ADHD-Life


Day 5 on Strattera
August 17, 2006, 11:41 am
Filed under: Blogroll, Testing Strattera

Day 5 on Strattera

How I feel

I feel very frustrated right now. 😦

From the first day I started with Strattera, I felt sick because of the side effects.
But I also felt happy because I felt calmer, not so stressed and explosive.
That went on until today. Even today I thought this would be a good day.
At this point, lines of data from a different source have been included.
PR #2312, opened 2026-06-26
minds: stop cold-start warm-up from falsely restarting a healthy workspace

gnguralnick:
## Problem

On a cold start (or wake from sleep), opening a *healthy* imbue-cloud workspace would sit on "Loading workspace…" for tens of seconds and then needlessly restart the workspace's system services. Root cause, traced from a Sentry bug report + uploaded production logs: the freshly-spawned `mngr forward` has not resolved the workspace's route yet, so probes fail with `UNRESOLVED` / 503 for the ~10s it takes discovery to warm up. That warm-up was mistaken for an outage — the workspace was marked STUCK and the recovery flow auto-restarted it, turning an instant load into tens of seconds plus an unnecessary restart.

## Fixes

**A — ignore `UNRESOLVED` for suspect enrollment.** `UNRESOLVED` means the forward has no route for the agent at all, so a restart (which routes through the forward) cannot help regardless. In practice it is either a cold-start warm-up (self-resolves the moment the forward catches up) or a genuinely-gone agent (a restart cannot revive). A workspace that is present but unreachable does *not* land here: discovery retains its (stale) route, so the dial failure surfaces as `CONNECT_ERROR` / a 5xx, which still enrolls and still drives recovery.

**B — do not auto-restart an already-recovered workspace.** The recovery page's host-health probe runs a slow in-container exec, so the background probe loop can flip the workspace back to HEALTHY while it is in flight. The recovery page's auto-dispatched restarts now carry `auto_dispatched=1`, and `_dispatch_restart` skips the restart (returns 202) when auto-dispatched and the tracker is already HEALTHY. Manual restarts are unaffected and always proceed.

Also in this PR: diagnostic logging across the system-interface health / recovery path (so this is traceable from a future bug report), and removal of a stale recovery-gate FIXME now that the discovery-health watchdog backstops a persistently-stalled pipeline with its `BLOCKED` app-takeover.

## Verification

- **Fix B** confirmed firing in production logs: after a false STUCK, the workspace self-recovered and the guard skipped the restart (`Skipping auto-dispatched system-interface restart … already recovered to HEALTHY`).
- **Fix A**: an earlier cut gated `UNRESOLVED` on `has_completed_initial_discovery()`, but that signal is decoupled from the forward's route-readiness and was disproven in real-app testing (the suspect still enrolled). Corrected to ignore `UNRESOLVED` unconditionally. Worth one more real-app cold-start pass to confirm no enrollment occurs.
- Tests: enrollment-policy matrix + a new auto-dispatched-restart-guard test. Targeted suites green locally; lint / format / `ty` clean. Full suite runs in CI.


joshalbrecht:
lgtm, but in general, see my DM about this class of errors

But now in the evening I felt suddenly VERY stressed and explosive.
I’m in a very bad mood and I’m happy I’m alone at home on the moment.
Because I really don’t feel good right now.

Complains/side effects

I don’t really know what to say now.
In the day I felt good, although I got out of breath very quickly today.
My wife and I where walking in the woods, not even so long.
But just after a few minutes I was already out of breath.
Me the guy who use to run half a marathon!
And on the moment I feel extreme bad.
Sweating, in a very bad mood without any reason.
And of course I also feel very disappointed.
Because I was getting a hope of a good start with this meds.
4 calm days was a record I think.
I’m still feeling VERY tired and have sweatings,
but I wouldn’t care so much about that if I was still calm.
I know, i know, it’s way to early to draw any conclusions.
But patience was never my strongest point.
So I guess I have to just get over it and go on.

ADHD effects

Well until this evening I did think that I was calmer, and I did love that!
But that is over right now.
The days that I was calm where fantastic.
I feel a change in so many parts of my life.
I don’t feel attacked so quickly.
So I don’t have such a long toe’s if you know what I mean.
I didn’t get irritated so fast so that helps in communicating with the ones close to you.
And I could enjoy the days more.

According to what they advised me I should start with a double dose tomorrow.
I’m still not sure if I should do that.
Like I wrote earlier, in Holland and other countries they start, also for grown ups
with 25 mg. They put me right away on 40 mg.
So to go to 80 mg doesn’t sound very safe to me.
But now when I feel like this it is maybe a good idea anyway.
Well I can sleep over it and decide tomorrow.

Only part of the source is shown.